I am performing Linear Regression using Weka Java API. The data set consists of UserId, URL visited by user, Time spend on Page. As the URL is a String attribute, I am facing problem while performing Linear Regression with above dataset. Is their any ready to use method which converts String to equivalent Int values in Weka. I have seen a similar kind of functionality in Mahout but could not find it in Weka. I can easily create a function to output Int values of the string by calculating the sum of ASCII if each characters, but I want a more reliable and already tested solution.
2 Answers
You are correct that linear regression only operates on numeric values. However, it is not at all true that just any old conversion from categorical values to numbers will be fine. For example, hashing a string gives a number, but would give completely meaningless results as a feature for linear regression.
Numeric values are expected to have an ordering and meaningful magnitude. What would it mean that "foo.com" is 135092 and "bar.com" is 985882? Linear regression would try to interpret "bar.com" as "something like 5 times larger than foo.com" which is nonsense.

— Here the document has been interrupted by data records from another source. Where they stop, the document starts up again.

PR #44, opened 2021-05-13
SMART on FHIR support

danlee1025:
- Added `AuthController`
    - Handles `authorize` and `token` endpoints
    - Added `AUTH_CODE` and `CLIENT_ID` environment variables. `authorize` endpoint will redirect with `AUTH_CODE` as the code. User can then exchange that code for an access token by calling the `token` endpoint.
    - `token` will exchange code for access token that expires in 1 hour. The response also includes the 1st patient in the patient list.
- Added `SecuredController` that authorizes requests
    - Any request without an `Authorization` header will be authorized. This is to make it easier to test endpoints without getting an access token.
    - Access tokens in the `Authorization` header will be checked for correct signature and that it hasn't expired.
    - Currently `PatientsController` and `HealthCardsController` controller extend `SecuredController` so those endpoints will be checked for authorization.

I was having a lot of trouble with CORS when I was trying to test the standalone launch so I added the `rack-cors` gem. Is there a better way to handle this?

To test:
I forked an existing example-smart-app to test the standalone launch. If you put `https://danlee1025.github.io/smart-on-fhir-tutorial/example-smart-app/launch-patient.html?iss=http://localhost:3000` in your browser the app will go through the SMART authorization steps and display the `Patient` resource.


app/controllers/auth_controller.rb
```diff
@@ -0,0 +1,34 @@
...
+      render json: { errors: ['Unauthorized client_id'] }, status: :unauthorized
+    end
+  end
+
+  def token
+    params = request.parameters
+    if params[:code] == Rails.application.config.auth_code
+      scope = ['launch/patient', 'patient/Immunization.read']
+      payload = { exp: helpers.convert_time_to_epoch(Time.current + 3600), scope: scope }
+      token = JWT.encode payload, Rails.application.config.hc_key.key, 'ES256'
```
ssayer, line 22: You should be able to use our existing HC code and not have to pull in JWT

config/application.rb
```diff
@@ -20,5 +20,11 @@ class Application < Rails::Application
     #
     # config.time_zone = "Central Time (US & Canada)"
     # config.eager_load_paths << Rails.root.join("extras")
+    config.middleware.insert_before 0, Rack::Cors do
```
ssayer, line 23: I'm not a CORS expert, but it seems this is duplicative of the set_cors_header. I think using a library is probably better than the simple implementation I made, but we should pick one way to do CORS and be consistent.

ssayer (changes requested):

app/controllers/auth_controller.rb
ssayer: Oh wait this is a JWT and not a JWS... still with some refactoring we should be able use our existing code to take care of this without JWT. I'll leave that decision to @radamson though because it seems like this is a fairly experimental, testing-only PR.

danlee1025: I was looking into utilizing the `JWS` class in the `HealthCards` library but it felt weird since creating a bearer token really has nothing to do with health cards. Up to you guys though I can go either way.

config/application.rb
danlee1025: I removed `set_cors_header` since the library is already doing it. The library also makes handling the `OPTIONS` routes easier.

ssayer (approved):

app/controllers/auth_controller.rb
radamson: I'm a little torn on this, but I do think it would be nice to use the code we already have just so we don't need to pull in another dependency and so we can eat our own dog food. Luckily, it's a pretty simple encode/decode and conveniently uses the same signing algorithm.

My vote is to use our `JWS` class in `health_cards`, but I could be swayed.

danlee1025: Removed the dependency :)

radamson (approved):
I like how you implemented this using the digital signatures to track whether the token is valid!

I tested out with an invalid client id and got an error on the launch redirect as expected (see screenshot)

<details>
  <summary>Invalid Client ID Screenshot</summary>
  
Screen Shot 2021-06-03 at 4 48 44 PM

</details>

I also did a quick test in Inferno which highlighted a few really minor errors we should address at some point. Namely:

* the token endpoint doesn't fail with an invalid client id
* The `pragma: no-cache` header and `cache-control: no-store` headers are missing on the token response
* the response should be a 400, not a 401 (except for [special cases according the the OAuth RFC](https://datatracker.ietf.org/doc/html/rfc6749#section-5.2))

<details>
  <summary>Inferno Screenshot</summary>

Screen Shot 2021-06-03 at 4 50 56 PM

</details>

These issues are really minor and mostly only apply when a client is doing something wrong so I think this is good as is, but we should address them.

@danlee1025 if you want to address these in this PR that's cool with me, otherwise we should add a ticket.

You may be thinking of 1-of-n encoding, where you create a new 0/1 feature for every possible value (URL). This won't be feasible for URLs. Domains -- maybe.
While Weka LinearRegression classification is not working with String data type, you can try convert all the websites to nominal, which can be calculated by algorithm. I am not too sure how exactly algorithm performs, but in my experience it improved results in some cases (as nominal can be counted as repeating values, distance between values ~1 if not equal etc.).